I knew I wanted to make stories since I understood that stories existed. Like, in reception class I already knew I wanted to write. I was a pretty confident reader and I just saw this vast magical ocean of making up cool stuff stretching before me. Writers are supposed to have great imaginations but I decided, at 4, ‘I want to write’ and I never had the wit to think up an alternative.

 

I hope I can sound a note of caution here without coming off like a handwringing pedant: I do think it’s wise to be careful about the distinction between writing the act, and ‘writer’ the identity. ‘Being an author’ makes it such a global thing. It’s – in my humble opinion – very dangerous to make writing too much about your actual identity. Because if you struggle with it at some point, or get blocked, or people don’t like your work – well, it can feel like you’re coming apart. Thinking of yourself as a writer is to constrain your humanity.

 

Let’s not be authors. Being a human is so much more interesting.

 

Stand up poetry seems a particularly scary way to share your work, one where the audience's feedback is instant and inescapable. Obviously, having several award winning shows, your performances were very successful but how did you deal with the fear of sharing your work in that way for the first time and do you think that experience shaped your later writing?

 

The first time I read out into a microphone, I was almost catatonic with fear.
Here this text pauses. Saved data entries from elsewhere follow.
PR #1106, opened 2024-10-29
Fix nil check after findRouteTable

hebelsan:

/area robustness
/kind bug
/platform aws

We should check if routeTable is nil before accessing it's associations.

Fixes #

**Release note**:

```bugfix operator
Fix missing nil check after getting route table
```


kon-angelo (approved):
/lgtm

AndreasBurger (approved):

PR #1267, opened 2026-05-08
feat(validator): explicit description max-length feedback (#1184)

### LINKED ISSUE #1184: Validation feedback: description max length constraint hit for server.json
Sharing a docs-improvement suggestion from publishing prep.

I hit a validation error while running:

`mcp-publisher validate server.json`

Error returned:
`expected length <= 100` at `body.description`.

Request: please document this explicit limit in quickstart/schema docs (if intended), so publishers can avoid trial-and-error.

Context: project preparing publish as `io.github.aryaminus/controlkeel`.

rhinocap:
Closes #1184

## Why

Today when a publisher submits a `server.json` with a description (or any string field) over the schema's `maxLength`, they get the upstream jsonschema library's terse phrasing:

```
length must be <= 100, but got 312
```

…with no field name in the message itself, and no concrete suggestion of what to send instead. The reporter on #1184 had to discover the 100-char limit by trial and error.

## What

Rewrites the message in `addDetailedErrors` to be self-contained and actionable:

```
field "description" is too long: 312 chars (max 100). Truncate to: "<first 97 chars>..."
```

I felt dizzy, and afterwards I couldn’t remember what had happened. But I felt pleased with myself for doing something that didn’t come easily to me.

 

One of the first times I performed a drunk chap got on stage and held a Stanley knife to my throat. After that mere disapproval doesn’t seem so bad. But honestly, the fear was continual, and punishing, and sort of exhilarating too. Adrenaline is quite the drug – it numbs pain, your reactions speed up, you feel very alive. But the day after I’d feel exhausted. So now that I’m a dad I’ve really cut back. It was quite tough on my nerves, too.

 

Running work past audiences does make you very conscious of not waffling. Of making stuff work on the line. I mean, I don’t want to suggest audiences are some perfect literary crucible – they’re not. You can get away with lazy stuff – and know you’re getting away with it – by appealing to their prejudices, or going low-status and making them root for you, but repeating the same lines over and over, say 100 times or more, you definitely get to a stage where you don’t want to say that bum line ever again, so you tweak it.

 

It’s weird though – a lot of reviewers read in my bio that I’m a poet, and comment on how my fiction is written with a poet’s eye. My sentences get dissected through this lens ‘oh, Tim’s a poet’. But all my poems were comedy doggerel about bottoms and farting. You couldn’t get much farther from interbellum nature writing and gothic Fantasy if you tried.

 

Amongst the many outstanding reviews you received for The Honours, The Guardian compared your writing to that of Terry Pratchett and Neil Gaiman. Others have compared you to Philip Pullman and Ian MacEwan. Do you feel like any particular authors did inspire your own writing? And, what type of books do you enjoy reading, in your spare time?

 

I love – though don’t write like – Ursula Le Guin. I just think she’s so rad. After I wrote The Honours, a friend recommended I read True Grit by Charles Portis, and I did, and, well. What an amazing novel, with an amazing voice. I loved it with all my heart. Oh – I also thought Jonathan Strange & Mr Norrell by Susanna Clarke was an absolute treat. I can’t believe such a daring, interesting book got published and did so well. It makes me feel very happy so many people recognised how utterly superb it is.

 

I don’t think it’s accurate to say my writing’s like any of the authors you mentioned, though I don’t contest reviewers’ right to make such comparisons, and obviously it’s not uncomplimentary to be compared with very popular writers. But, for example, Neil Gaiman is much better at getting to the point than me. He has a leaner prose style and his stories move faster. Terry Pratchett is much funnier and more playful. Phillip Pullman is defter with his themes and more epic. And Ian McEwan is worse.

 

I love reading adventure, I read a little bit of manga and comics, and I read a lot of fascinating non-fiction on various periods or subjects I need to know for my latest fiction project. Recording the podcast means a varied diet of whoever’s on the show next, so a nontrivial portion of my reading is out of my control. I just like good adventures where the writing isn’t rubbish. That’s all I ask.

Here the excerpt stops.